But some things could not be done simply by throwing money at them, and this turned out to be particularly true of the military aspect of our assignments. Like it or not, a decent system for the distant detection and identification of incoming spacecraft-something most real planets take for granted-was sadly lacking on Zenobia. And, to my employer’s chagrin, neither the Legion commanders nor the Zenobian military seemed to think a single Legion company really needed one.

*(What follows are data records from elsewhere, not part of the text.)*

PR #223, opened 2018-04-26
Update I18n.php

saruman:
If you have many modules with their own i18n folder and you want to rewrite or add new items to an specific group (array) with this little change now you can.

I have a helper module that contains most of the translations and text that I'm using in all my applications,, such as buttons, labels, menu options, etc. 

I use I18n::load('en') to get all the text and translations from all the modules that I am using in my applications, but with the array_merge doesn't include new or updated items in my applications.

That's why I'm requesting this little change to the Core.

### DIFF
--- a/system/classes/Kohana/I18n.php
+++ b/system/classes/Kohana/I18n.php
@@ -117,7 +117,7 @@ class Kohana_I18n {
 				foreach ($files as $file)
 				{
 					// Merge the language strings into the sub table
-					$t = array_merge($t, Kohana::load($file));
+					$t = Arr::merge($t, Kohana::load($file));
 				}
 
 				// Append the sub table, preventing less specific language


errotan:
According to the documentation, this class uses one dimensional arrays to get translations in which case array_merge is enough.

errotan:
@saruman let's keep things simple, and use tools which do the job and no more. Switching from array_merge to Arr::merge increases the cyclomatic complexity of the load() method. Also introducing another hard dependency makes unit tests harder. Imagine that this change would be included and two years pass. Somebody looks at I18n documentation and this line in the code and says: "Hey, Arr::merge is not needed because translation arrays ['Hello, world!' => 'Bonjour, monde!'] are one dimensional. I make a PR to fix this." It gets accepted and boom, your application doesn't work. This change requires that you also change another parts of the I18n class and the documentation, so it would make senes to use multi dimensional arrays here.

saruman:
@errotan you right.

WinterSilence:
@saruman @errotan why not use http://php.net/manual/ru/function.array-merge-recursive ?

saruman:
@WinterSilence actually, this is a good idea and its simple.  What do you thing @errotan ?

errotan:
@saruman I already stated that `array_merge` is enough for merging one dimensional arrays.

piodro:
@saruman - Have you thought about extending the Kohana_I18n class?
You can overwrite the method "load()" with your own without changing the Core.

saruman:
@piodro yes, I already did that.  Thanks.

jstrobel:
If i read this right and the comments from @errotan are a good explanation, @saruman extendend the class for his own and there isn't a core-patch. So closing this.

This was to have consequences.
“The major wants me?” Lieutenant Snipe looked up from the bed where he’d been hiding for several hours, covers over his head, until Major Botchup had sent a legionnaire to find out where his aide-de-camp had disappeared to. It was probably mere chance that the major hadn’t sent one of the legionnaires who’d remade their faces “in the image of the King,” as his followers called it. But it was definitely the right choice. If Snipe had looked up and seen that face again…
“Yes, sir,” said the legionnaire, Koko, one of the crop of recruits who’d joined the company on Lorelei, a gawky but very polite farm boy from an agrarian community on the planet Roosha. “He says it’s very important.”
“Everything the major wants is important to him,” said Snipe. The lieutenant’s attitude toward his commanding officer was somewhat less adulatory than it had been at the beginning of the day. “Let me just wash up and straighten my uniform, and I’ll be right there.”
Despite his sour mood, Snipe took less than five minutes to freshen up, and shortly thereafter he followed Koko into Major Botchup’s office and saluted. “Lieutenant Snipe reporting, sir!”